## Data listing
PR #1243, opened 2026-09-02
fix(clients): validate recall() response body before parsing

### LINKED ISSUE #719: [Bug] clients: recall(): Python crashes with AttributeError, TypeScript silently returns empty, on a non-dict response body
### MemClaw version

2.1.0

### Deployment mode

Self-hosted (Docker Compose)

### Operating system

Windows 11

### Python version

3.12.7

### PostgreSQL version

16.4

### LLM provider in use

openai

### Describe the bug

Distinct from #510, which scopes only to search(). recall()'s handling of an unexpected response shape differs by language for the same endpoint, and neither behavior is the right one.

Python: clients/python/src/memclaw_client/client.py `recall()` calls `RecallResult.from_dict(self._post(...))`. models.py's `RecallResult.from_dict()` calls `data.get("supporting_memories")` unconditionally. If the API returns a non-dict 200 body (a bare list, a string, or some other unexpected JSON value), `.get` doesn't exist on that type and Python raises an undocumented AttributeError — not MemClawAPIError.

TypeScript: clients/typescript/src/index.ts `recall()` reads `data?.supporting_memories` using optional chaining, so the identical malformed body is swallowed silently: the method returns `{ summary: null, supportingMemories: [], raw: data }` with no error raised at all.

So for the exact same malformed-response scenario, the Python client crashes with an exception type callers can't anticipate, while the TypeScript client returns a result that looks like a legitimate empty recall — two different wrong behaviors, neither matching the "raise MemClawAPIError on unexpected shape" contract #510 establishes for search().

### Steps to reproduce

1. Instantiate the Python client pointed at a mock server.
2. Have the mock return HTTP 200 with a bare JSON array body, e.g. `[]` or `["error", "quota exceeded"]` (not a dict).
3. Call `mc.recall("anything")`.
4. Observe: raises `AttributeError: 'list' object has no attribute 'get'` — not MemClawAPIError, and the caller has no clean way to catch it.
5. Repeat with the TypeScript client and an equivalent mocked fetch response.
6. Observe: no error `recall()` resolves with `{ summary: null, supportingMemories: [], raw: [...] }`, indistinguishable from a legitimate "nothing found" result.

### Expected behavior

Both clients raise MemClawAPIError / MemClawApiError when a 200 response body isn't a dict (or lacks the expected keys) — the same contract #510 asks for on search(), applied consistently to recall() too, so callers get one predictable error type across every method in both languages.

### Actual behavior

Python: undocumented AttributeError crash.
TypeScript: silent success with an empty result, indistinguishable from zero supporting memories.

### Relevant logs / config

```shell
Python: undocumented AttributeError crash.
TypeScript: silent success with an empty result, indistinguishable from zero supporting memories.
```

### Additional context

_No response_

### Pre-flight

wylovelyi:
## Summary

`recall()` parsed the `POST /api/v1/recall` response body without validating its shape. When the server returned a non-object body (e.g. a JSON array or a bare scalar), the Python client crashed with `AttributeError` and the TypeScript client silently returned an empty `RecallResult`.

This mirrors the guard already present in `search()`: both clients now require a JSON object and raise `CauraAPIError` / `CauraApiError` otherwise.

## Related Issue

Fixes #719

## Type of Change

## How Has This Been Tested?

Added unit tests on both clients (mocked transport, no network):

- Python `clients/python/tests/test_client.py`: `test_recall_raises_on_non_dict_body`, `test_recall_raises_on_non_object_body`
- TypeScript `clients/typescript/src/index.test.ts`: `recall throws when 200 body is not an object`, `recall throws when 200 body is a bare scalar`

These assert `recall()` raises `CauraAPIError` / `CauraApiError` with status 200 and message `recall response must be a JSON object`. The existing recall + search suites are unchanged in behavior.

## Checklist

- [x] Change is a verbatim mirror of the existing `search()` guard (no new constructs); `py_compile` passes

## Additional Notes

- The validation is identical in shape to `search()` so behavior is consistent across the two endpoints.
- `RecallResult.from_dict` is unchanged; the guard lives in the client method, matching the existing `search()` pattern.
- `CHANGELOG.md` is release-please–generated from the conventional-commit message, so it is left untouched per repo convention.

### DIFF
--- a/clients/python/src/caura_client/client.py
+++ b/clients/python/src/caura_client/client.py
@@ -108,7 +108,10 @@ class Caura:
         """Search + LLM summary. Returns a ``RecallResult`` context brief (POST /api/v1/recall)."""
         body: dict[str, Any] = {"tenant_id": self.tenant_id, "query": query, "top_k": top_k}
         body.update(extra)
-        return RecallResult.from_dict(self._post("/api/v1/recall", body))
+        data = self._post("/api/v1/recall", body)
+        if not isinstance(data, dict):
+            raise CauraAPIError(200, "recall response must be a JSON object")
+        return RecallResult.from_dict(data)
 
     def health(self) -> dict[str, Any]:
         """Liveness probe (GET /api/v1/health)."""
--- a/clients/python/tests/test_client.py
+++ b/clients/python/tests/test_client.py
@@ -155,6 +155,26 @@ def test_recall_ignores_the_key_the_server_never_sends():
     assert result.supporting_memories == []
 
 
+def test_recall_raises_on_non_dict_body():
+    def handler(request):
+        return httpx.Response(200, json=["not", "a", "dict"])
+
+    with pytest.raises(CauraAPIError) as exc:
+        make_client(handler).recall("q")
+    assert exc.value.status_code == 200
+    assert str(exc.value) == "[200] recall response must be a JSON object"
+
+
+def test_recall_raises_on_non_object_body():
+    def handler(request):
+        return httpx.Response(200, json="a plain string, not an object")
+
+    with pytest.raises(CauraAPIError) as exc:
+        make_client(handler).recall("q")
+    assert exc.value.status_code == 200
+    assert str(exc.value) == "[200] recall response must be a JSON object"
+
+
 def test_health():
     def handler(request):
         assert request.url.path == "/api/v1/health"
--- a/clients/typescript/src/index.test.ts
+++ b/clients/typescript/src/index.test.ts
@@ -133,6 +133,26 @@ test("recall ignores the key the server never sends", async () => {
   assert.deepEqual(result.supportingMemories, []);
 });
 
+test("recall throws when 200 body is not an object", async () => {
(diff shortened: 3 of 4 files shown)


Eldad-Caura:
Maintainer update pushed at 55cfb847. I rebased the original signed contributor commit onto current main unchanged, then added a separate signed TypeScript fix that narrows payload.summary to string or null. Verification: TypeScript compiled and passed 16/16 tests, Python passed 141/141 tests, Python Ruff check passed, and both naming gates passed. The client formatter still reports the repository baseline of pre-existing unformatted files, so no broad formatting churn was applied. Waiting for exact-head CI before retriggering review.

Eldad-Caura:
@claude

Eldad-Caura:
@erni-a

erni-a (approved):

erni-a:
Approved on 5 Sep and then left waiting, which is on us. Branch updated, CI green, merging now. Thanks @wylovelyi.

## What to do
Your answer must be the count of lines in the data that contain "crashes", with no added words.

## Written answer
2